Does anyone know what part #s are required for installing the E46 M front strut brace on a 330i?

Also, which dealership offers the best price on the strut brace?

Thanks,
PG


----------



## Mr. The Edge (Dec 19, 2001)

PG said:


> *Does anyone know what part #s are required for installing the E46 M front strut brace on a 330i?
> 
> Also, which dealership offers the best price on the strut brace?
> 
> ...


do a search here. Ron Stygar has posted all the pertinent info


----------



## Raffi (May 18, 2002)

PG said:


> *Does anyone know what part #s are required for installing the E46 M front strut brace on a 330i?
> 
> Also, which dealership offers the best price on the strut brace?
> 
> ...


As atyclb said, do a search, there are a couple of threads here with all the info you need. FYI, I got mine from South BMW in Florida, but I recently read that Cutter Motors has a better price on the package.


----------



## Jeff_DML (Mar 13, 2002)

Side question, would a front strut brace increase oversteer? 
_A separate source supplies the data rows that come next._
PR #107, opened 2026-08-22
refactor: remove dead quarantine state helper

promiseeuler:
## Summary

While reviewing the catalog implementation for issue #64, I found that `latest_quarantine_state()` is a private wrapper with no callers, exports, tests, or documentation. This removes that dead helper and changes nothing else.

Closes #64

## Why

The richer `latest_quarantine()` result is already used by the real consumer. Keeping the unused wrapper adds an extra maintenance surface without providing an API or behavior.

## Validation

- `rg -n "latest_quarantine_state" src tests docs examples README.md` — no matches after the change
- `uv run ruff check` — passed
- `uv run ruff format --check` — passed (97 files already formatted)
- `uv run ty check` — passed
- `uv run pytest -q` — 391 passed, 6 skipped; 7 environment-dependent failures unrelated to this deletion (this macOS environment lacks `/usr/bin/ffmpeg`, Python `lzma`, and FFmpeg's `drawtext` filter)
- `git diff --check` — passed

## Checklist

- [x] No business logic changed, so no outcome-focused test is needed.
- [x] No behavior, flag, format, or requirement changed, so documentation is unchanged.
- [x] I ran Ruff formatting/lint and `ty check`.
- [x] I ran the relevant pytest suite and documented its environment-only failures above.
- [x] I did not add recordings, generated media, credentials, private URLs, or runtime artifacts.
- [x] Stored-data compatibility is unchanged.

Issue #97, opened 2026-08-22
Resample: add policy="slerp" so rotation channels can be interpolated correctly


kstonekuan:
### What we want

A `policy="slerp"` for `hflow.to_grid`, so rotation channels can be resampled correctly instead of being refused.

### Current behavior

`to_grid` supports `"interpolate"` and `"nearest"` (`src/hflow/resample.py:34`). Componentwise linear interpolation of a quaternion is wrong twice over: the result is unnormalized, and across an antipodal sign flip (`q` and `-q` are the same rotation) it interpolates the long way round, through garbage. Rather than silently corrupt rotations, `to_grid` refuses the obvious cases: `_looks_like_quaternion` (`src/hflow/resample.py:130`) matches a 4-column field whose name contains `quat`, `orientation`, or `rotation`, or whose schema name contains `quaternion`, and `to_grid` raises at `src/hflow/resample.py:177`:

```
field 'orientation' of topic '/tf' looks like a quaternion; componentwise
interpolation corrupts rotations (unnormalized, wrong across sign flips).
Use policy='nearest' for now -- slerp-based quaternion alignment is a
tracked follow-up.
```

The comment at `src/hflow/resample.py:124` calls this "a tracked follow-up". It was never actually tracked. This is that issue.

So today a rotation channel can only be resampled with `nearest`, which is lossy in a way that matters: at 10 Hz source and a 50 Hz grid, `nearest` produces a staircase, and any derived signal computed from it inherits the steps.

### Definition of done

`to_grid(channel, rate_hz, policy="slerp", field=...)` returns a `DerivedSeries` of correctly interpolated unit quaternions.

The semantics to implement, and the reason each clause exists:

- **Hemisphere alignment first.** Walk the source quaternions in order and negate any sample whose dot product with the previous one is negative. Without this, a recording that flips sign midway interpolates the long way around. This is the clause that makes slerp worth having over `interpolate` plus a normalize.
- **Slerp between the two bracketing source samples** for each grid point, by the shortest arc.
- **Fall back to normalized linear interpolation when the two samples are nearly parallel** (`|dot|` above roughly `1 - 1e-7`), where `sin(theta)` underflows and the slerp formula loses precision. Say what threshold you picked and why in a comment; the exact value matters less than it being deliberate.
- **Output quaternions are unit norm.** Assert it in a test rather than trusting the algebra.
[...]

PR #112, opened 2026-08-22
Handle FFmpeg builds without drawtext

### LINKED ISSUE #111: ffmpeg: contact_sheet fails when a font exists but drawtext is unavailable
## Summary

While validating HFlow's contact-sheet tests on a supported macOS development host, I found that `contact_sheet()` fails with a standard Homebrew FFmpeg build when a usable system font exists but the FFmpeg binary was built without the `drawtext` filter. The function's documented fallback only handles a missing font, so it attempts timestamp burn-in and aborts instead of producing an untimestamped sheet.

## Environment

- HFlow `main` at `9d59310`
- macOS 26.4, Apple Silicon
- Python 3.14.2
- FFmpeg 8.0.1 from Homebrew: `/opt/homebrew/bin/ffmpeg`
- `ffmpeg -filters` contains `scale` and `tile`, but not `drawtext`

## Steps to reproduce

```bash
python -m pytest -q tests/test_ffmpeg.py::test_contact_sheet_grid_geometry
```

The same environment has a usable `/System/Library/Fonts/Helvetica.ttc`, so `_find_usable_font_file()` succeeds.

## Expected behavior

`contact_sheet()` should produce the JPEG without timestamp burn-in and return `timestamps_burned=False`, matching the documented graceful fallback when burn-in is unavailable.

## Actual behavior

```text
[AVFilterGraph ...] No such filter: 'drawtext'
Error opening output files: Filter not found
RuntimeError: ffmpeg contact sheet failed ...
```

The focused regression fails consistently.

## Possible cause

`contact_sheet()` enables `_drawtext_filters(...)` whenever `_find_usable_font_file()` returns a path. It does not verify that the selected FFmpeg binary exposes the `drawtext` filter. On macOS the system font check succeeds even when Homebrew's FFmpeg lacks drawtext.

## Proposed solution

Detect and cache whether the resolved FFmpeg binary supports `drawtext`, and add timestamp filters only when both a usable font and the filter are available. Otherwise retain the existing no-burn-in path and set `timestamps_burned=False`.

A focused regression can simulate "font present, drawtext absent" and assert that the sheet is still generated with `timestamps_burned=False`.

promiseeuler:
## Summary

While testing HFlow's contact-sheet helper on macOS, I found that a usable system font could make it attempt timestamp burn-in even when the selected FFmpeg binary does not provide the `drawtext` filter. This change detects that capability and gracefully produces an untimestamped sheet when it is unavailable.

Fixes #111.

## Why

The documented fallback covered a missing font but not a missing FFmpeg filter. Standard Homebrew FFmpeg builds can expose `scale` and `tile` without `drawtext`, causing the whole contact-sheet operation to fail instead of returning `timestamps_burned=False`.

The capability result is cached per resolved FFmpeg path, and the existing binary is reused for the actual render.

## Validation

`uv sync --locked --all-extras`

`uv run pytest -q tests/test_ffmpeg.py::test_contact_sheet_grid_geometry tests/test_ffmpeg.py::test_contact_sheet_without_drawtext_still_produces_sheet tests/test_ffmpeg.py::test_contact_sheet_max_tiles_sampling` — 3 passed

`uv run ruff check src/hflow/ffmpeg/_contact_sheet.py tests/test_ffmpeg.py` — passed

`uv run ruff format --check src/hflow/ffmpeg/_contact_sheet.py tests/test_ffmpeg.py` — passed

`uv run ty check` — passed

## Checklist

 Outcome-focused tests added for the changed business logic.

 Documentation updated for the changed fallback behavior.

 Ruff lint, Ruff formatting check, and `ty check` passed.

 Relevant pytest cases passed.

 No recordings, generated media, credentials, private URLs, or runtime artifacts were added.

 Stored-data compatibility is unchanged.

### DIFF
--- a/src/hflow/ffmpeg/_contact_sheet.py
+++ b/src/hflow/ffmpeg/_contact_sheet.py
@@ -5,9 +5,9 @@ vision tokens (one image instead of N). One of the two VLM-adjacent helpers
 we ship -- there is deliberately no bundled VLM client.
 
 Implementation: a single ffmpeg invocation over the frame files
-(``concat`` + ``scale`` + ``tile``). Timestamp burn-in uses ``drawtext``
-when a usable font is found (``fc-match`` or common font paths); if none is
-available the sheet is still produced without burn-in and
+(``concat`` + ``scale`` + ``tile``). Timestamp burn-in uses ``drawtext`` when
+both the filter and a usable font are available (``fc-match`` or common font
+paths); otherwise the sheet is still produced without burn-in and
 ``ContactSheet.timestamps_burned`` is False -- callers can pass timestamps in
 the prompt instead. If more frames are given than ``max_tiles``, frames are
 sampled evenly and the drop is reported on the result, never silent.
@@ -19,6 +19,7 @@ import subprocess
 import tempfile
 from collections.abc import Sequence
 from dataclasses import dataclass
+from functools import cache
 from pathlib import Path
 from typing import TYPE_CHECKING
 
@@ -62,6 +63,22 @@ def _find_usable_font_file() -> Path | None:
         if common_path.is_file():
             return common_path
     return None
+
+
+@cache
+def _ffmpeg_supports_drawtext(ffmpeg_binary: Path) -> bool:
+    completed = subprocess.run(
+        [str(ffmpeg_binary), "-hide_banner", "-filters"],
+        capture_output=True,
+        text=True,
+        check=False,
+    )
+    if completed.returncode != 0:
+        return False
+    return any(
+        len(columns := line.split()) > 1 and columns[1] == "drawtext"
+        for line in completed.stdout.splitlines()
+    )
 
 
 def _evenly_sampled_indices(total_count: int, max_count: int) -> list[int]:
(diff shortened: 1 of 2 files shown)


kstonekuan (approved):
LGTM. Merging.

Computing `timestamps_burned` once instead of re-deriving it at the bottom is the part that fixes the shape and not just the bug, and `@cache` keyed on the binary path rather than a module flag is the right call. `assert font_file is not None` matches the existing narrowing convention (`batching.py:80`, `episode.py:128`), so no change wanted.

Validated against `main` (`9d59310`): gates clean, 406 passed, 3 skipped. Also confirmed the new predicate returns True on a build that does have `drawtext`, since silently disabling burn-in for everyone was the failure mode worth ruling out.

Three things you should know:

**#108 was fixed by @WilliamK112 in #110.** You filed it and specified the fix that landed. It was unassigned and only an assignee reserves an issue, so they were entitled to it, but you found it. Comment on anything you intend to take and I will assign it.

**#107 can be reopened**, it was closed by the one-open-PR cap, not on merit.

**#96 and #97 are both unclaimed and your analysis on each is useful.** You answered the ordering question on #96 from the source, and you found an error in my #97 spec, which I have corrected there. Say the word on either.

I would assume it allows less flex in the front of the car, which leads to increase grip in the front. Assuming rear grip does not change much if any then we have more of a chance of oversteer?


----------



## Jeff_DML (Mar 13, 2002)

Jeff_DML said:


> *Side question, would a front strut brace increase oversteer?
> 
> I would assume it allows less flex in the front of the car, which leads to increase grip in the front. Assuming rear grip does not change much if any then we have more of a chance of oversteer? *


sorry didnt search good enough, seems like it does

http://www.bimmerfest.com/forums/showthread.php?s=&threadid=10150&highlight=strut+brace


----------